### Requirement:
Check each line of the material below for "more", then copy the ones that contain it.

### Entries provided:

--*--

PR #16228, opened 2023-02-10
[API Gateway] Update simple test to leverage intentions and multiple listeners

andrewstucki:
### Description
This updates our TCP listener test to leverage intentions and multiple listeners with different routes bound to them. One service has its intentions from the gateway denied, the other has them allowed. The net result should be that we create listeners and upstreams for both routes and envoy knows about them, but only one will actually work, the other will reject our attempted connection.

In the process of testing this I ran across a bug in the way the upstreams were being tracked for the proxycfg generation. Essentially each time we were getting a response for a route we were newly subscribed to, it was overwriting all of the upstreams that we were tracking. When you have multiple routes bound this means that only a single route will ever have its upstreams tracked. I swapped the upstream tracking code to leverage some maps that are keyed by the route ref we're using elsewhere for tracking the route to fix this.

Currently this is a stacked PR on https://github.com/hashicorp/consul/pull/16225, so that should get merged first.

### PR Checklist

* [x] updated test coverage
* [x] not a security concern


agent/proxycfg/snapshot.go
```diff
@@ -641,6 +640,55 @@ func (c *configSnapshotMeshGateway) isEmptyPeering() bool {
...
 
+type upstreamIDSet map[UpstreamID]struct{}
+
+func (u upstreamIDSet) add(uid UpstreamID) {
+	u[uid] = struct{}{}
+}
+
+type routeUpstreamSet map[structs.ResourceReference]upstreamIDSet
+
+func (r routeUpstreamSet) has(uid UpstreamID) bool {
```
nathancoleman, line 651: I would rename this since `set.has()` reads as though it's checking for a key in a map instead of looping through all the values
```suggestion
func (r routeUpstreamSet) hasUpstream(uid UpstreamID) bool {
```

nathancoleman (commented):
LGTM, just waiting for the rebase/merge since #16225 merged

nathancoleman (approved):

--*--

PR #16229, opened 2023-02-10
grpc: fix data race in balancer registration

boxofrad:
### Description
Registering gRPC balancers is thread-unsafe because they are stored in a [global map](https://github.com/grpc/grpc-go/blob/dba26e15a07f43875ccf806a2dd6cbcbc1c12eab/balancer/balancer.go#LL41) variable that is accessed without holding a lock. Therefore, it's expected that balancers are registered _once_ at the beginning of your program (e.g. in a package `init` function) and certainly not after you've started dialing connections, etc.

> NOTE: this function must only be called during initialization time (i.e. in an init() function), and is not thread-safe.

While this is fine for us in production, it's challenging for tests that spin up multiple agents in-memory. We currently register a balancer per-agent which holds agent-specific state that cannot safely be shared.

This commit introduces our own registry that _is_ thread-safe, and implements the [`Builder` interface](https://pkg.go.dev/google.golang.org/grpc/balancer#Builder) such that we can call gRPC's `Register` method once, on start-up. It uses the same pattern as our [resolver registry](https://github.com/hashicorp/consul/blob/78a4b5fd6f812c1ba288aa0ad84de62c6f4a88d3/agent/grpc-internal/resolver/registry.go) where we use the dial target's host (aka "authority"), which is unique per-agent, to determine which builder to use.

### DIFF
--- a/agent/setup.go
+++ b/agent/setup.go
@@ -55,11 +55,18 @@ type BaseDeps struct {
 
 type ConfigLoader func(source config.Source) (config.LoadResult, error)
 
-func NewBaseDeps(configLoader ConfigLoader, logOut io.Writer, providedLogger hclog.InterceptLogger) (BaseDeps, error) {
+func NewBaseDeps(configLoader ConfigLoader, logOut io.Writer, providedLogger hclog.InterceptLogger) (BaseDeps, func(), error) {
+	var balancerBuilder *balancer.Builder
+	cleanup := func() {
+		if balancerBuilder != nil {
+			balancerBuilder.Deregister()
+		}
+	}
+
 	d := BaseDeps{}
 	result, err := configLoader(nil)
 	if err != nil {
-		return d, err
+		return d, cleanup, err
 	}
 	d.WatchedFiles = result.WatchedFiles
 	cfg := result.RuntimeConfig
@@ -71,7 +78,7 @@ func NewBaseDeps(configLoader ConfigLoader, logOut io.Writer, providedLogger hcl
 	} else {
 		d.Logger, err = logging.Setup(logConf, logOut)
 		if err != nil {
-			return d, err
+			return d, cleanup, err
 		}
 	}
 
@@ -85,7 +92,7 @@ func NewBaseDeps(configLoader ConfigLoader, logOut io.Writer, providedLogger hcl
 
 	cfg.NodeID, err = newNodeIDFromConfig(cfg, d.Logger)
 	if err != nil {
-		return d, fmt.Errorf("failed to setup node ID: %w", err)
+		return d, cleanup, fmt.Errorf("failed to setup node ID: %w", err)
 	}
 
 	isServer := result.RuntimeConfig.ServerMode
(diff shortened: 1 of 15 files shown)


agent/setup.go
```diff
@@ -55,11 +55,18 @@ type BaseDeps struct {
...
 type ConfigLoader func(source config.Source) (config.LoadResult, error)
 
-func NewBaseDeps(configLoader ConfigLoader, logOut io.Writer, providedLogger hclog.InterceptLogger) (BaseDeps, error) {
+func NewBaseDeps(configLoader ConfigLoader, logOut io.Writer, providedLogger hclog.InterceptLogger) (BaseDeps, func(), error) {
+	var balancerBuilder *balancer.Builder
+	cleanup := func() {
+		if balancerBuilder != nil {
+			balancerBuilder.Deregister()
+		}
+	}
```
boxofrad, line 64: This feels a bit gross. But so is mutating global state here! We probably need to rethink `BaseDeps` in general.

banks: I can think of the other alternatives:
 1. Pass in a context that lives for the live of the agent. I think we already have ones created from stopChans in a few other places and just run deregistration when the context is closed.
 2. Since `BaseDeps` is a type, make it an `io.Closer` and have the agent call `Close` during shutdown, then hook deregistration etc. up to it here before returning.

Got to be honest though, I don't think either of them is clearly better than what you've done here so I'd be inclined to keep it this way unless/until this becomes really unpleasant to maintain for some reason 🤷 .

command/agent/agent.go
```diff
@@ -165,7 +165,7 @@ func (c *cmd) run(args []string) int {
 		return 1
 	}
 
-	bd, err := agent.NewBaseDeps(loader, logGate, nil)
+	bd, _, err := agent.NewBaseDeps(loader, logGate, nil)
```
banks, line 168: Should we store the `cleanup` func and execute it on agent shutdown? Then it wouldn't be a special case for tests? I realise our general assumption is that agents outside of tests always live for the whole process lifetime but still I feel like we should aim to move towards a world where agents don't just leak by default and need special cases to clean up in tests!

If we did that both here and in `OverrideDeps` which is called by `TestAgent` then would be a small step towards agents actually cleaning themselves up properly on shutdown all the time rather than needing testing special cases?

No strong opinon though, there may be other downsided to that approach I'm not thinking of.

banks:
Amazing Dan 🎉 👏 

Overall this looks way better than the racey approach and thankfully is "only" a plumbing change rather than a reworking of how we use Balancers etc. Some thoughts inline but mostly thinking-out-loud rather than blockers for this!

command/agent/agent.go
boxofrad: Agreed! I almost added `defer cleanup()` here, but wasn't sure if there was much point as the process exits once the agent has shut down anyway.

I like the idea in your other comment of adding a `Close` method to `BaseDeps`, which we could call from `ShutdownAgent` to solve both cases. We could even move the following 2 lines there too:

--*--

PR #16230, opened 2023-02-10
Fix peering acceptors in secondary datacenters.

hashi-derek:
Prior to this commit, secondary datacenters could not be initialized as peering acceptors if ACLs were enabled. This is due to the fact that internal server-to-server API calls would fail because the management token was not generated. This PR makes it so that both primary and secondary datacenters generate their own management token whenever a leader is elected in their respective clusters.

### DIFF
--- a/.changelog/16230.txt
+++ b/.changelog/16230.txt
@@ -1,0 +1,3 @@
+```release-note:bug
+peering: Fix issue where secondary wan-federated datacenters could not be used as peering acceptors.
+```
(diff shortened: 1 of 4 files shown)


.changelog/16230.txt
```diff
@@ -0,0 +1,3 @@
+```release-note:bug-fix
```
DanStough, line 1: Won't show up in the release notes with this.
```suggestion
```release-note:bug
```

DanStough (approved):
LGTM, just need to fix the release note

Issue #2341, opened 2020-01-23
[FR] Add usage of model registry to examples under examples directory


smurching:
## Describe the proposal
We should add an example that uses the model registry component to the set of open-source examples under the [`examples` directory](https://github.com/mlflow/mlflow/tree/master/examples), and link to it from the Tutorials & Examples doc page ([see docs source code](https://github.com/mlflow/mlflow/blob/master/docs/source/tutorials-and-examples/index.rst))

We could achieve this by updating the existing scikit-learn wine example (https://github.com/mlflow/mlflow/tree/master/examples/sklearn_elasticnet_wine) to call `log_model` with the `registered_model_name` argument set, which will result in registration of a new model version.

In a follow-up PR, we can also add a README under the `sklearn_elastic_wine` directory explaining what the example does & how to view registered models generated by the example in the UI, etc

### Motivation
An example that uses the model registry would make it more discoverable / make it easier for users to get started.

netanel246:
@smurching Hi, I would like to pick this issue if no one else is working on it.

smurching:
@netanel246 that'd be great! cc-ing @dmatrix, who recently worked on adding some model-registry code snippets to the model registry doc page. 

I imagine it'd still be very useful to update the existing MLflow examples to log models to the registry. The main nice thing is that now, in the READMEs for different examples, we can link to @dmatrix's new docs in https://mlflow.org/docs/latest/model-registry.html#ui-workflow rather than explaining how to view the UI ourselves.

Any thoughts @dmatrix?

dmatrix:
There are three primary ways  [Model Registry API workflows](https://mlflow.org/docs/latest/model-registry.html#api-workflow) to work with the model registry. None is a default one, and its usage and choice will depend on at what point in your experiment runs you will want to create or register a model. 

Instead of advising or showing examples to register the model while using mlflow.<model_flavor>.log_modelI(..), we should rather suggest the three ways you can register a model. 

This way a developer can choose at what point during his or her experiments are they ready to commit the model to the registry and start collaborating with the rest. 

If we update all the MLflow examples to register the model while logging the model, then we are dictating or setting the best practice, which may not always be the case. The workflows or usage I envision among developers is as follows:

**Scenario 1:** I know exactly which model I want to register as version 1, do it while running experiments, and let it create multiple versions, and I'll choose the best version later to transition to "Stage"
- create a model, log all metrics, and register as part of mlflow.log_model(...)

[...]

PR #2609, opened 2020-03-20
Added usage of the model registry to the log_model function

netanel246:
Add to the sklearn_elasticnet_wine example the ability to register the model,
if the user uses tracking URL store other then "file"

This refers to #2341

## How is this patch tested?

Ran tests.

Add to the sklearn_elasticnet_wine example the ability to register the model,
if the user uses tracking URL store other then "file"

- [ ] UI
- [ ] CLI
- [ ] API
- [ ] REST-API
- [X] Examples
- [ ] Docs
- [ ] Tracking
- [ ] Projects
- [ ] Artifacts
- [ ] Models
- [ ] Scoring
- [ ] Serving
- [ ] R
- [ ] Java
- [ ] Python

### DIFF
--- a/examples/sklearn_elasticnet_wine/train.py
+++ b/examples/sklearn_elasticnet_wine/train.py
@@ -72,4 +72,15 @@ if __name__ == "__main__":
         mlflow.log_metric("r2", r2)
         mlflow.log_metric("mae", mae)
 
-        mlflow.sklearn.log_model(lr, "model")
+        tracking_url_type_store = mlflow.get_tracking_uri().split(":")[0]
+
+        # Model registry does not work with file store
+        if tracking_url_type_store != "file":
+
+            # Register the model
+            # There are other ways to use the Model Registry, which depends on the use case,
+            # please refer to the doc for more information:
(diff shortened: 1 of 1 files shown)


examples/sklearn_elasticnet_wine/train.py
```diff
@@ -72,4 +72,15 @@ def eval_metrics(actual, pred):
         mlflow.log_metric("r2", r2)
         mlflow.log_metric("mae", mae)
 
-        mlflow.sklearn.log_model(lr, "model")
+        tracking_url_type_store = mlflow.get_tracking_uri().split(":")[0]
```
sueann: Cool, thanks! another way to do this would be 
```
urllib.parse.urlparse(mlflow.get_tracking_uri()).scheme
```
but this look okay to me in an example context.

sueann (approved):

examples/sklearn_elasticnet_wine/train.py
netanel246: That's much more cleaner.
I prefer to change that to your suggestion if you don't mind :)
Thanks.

--*--

### Answer area:
An example that uses the model registry would make it more discoverable / make it easier for users to get started.
+            # please refer to the doc for more information:
netanel246: That's much more cleaner.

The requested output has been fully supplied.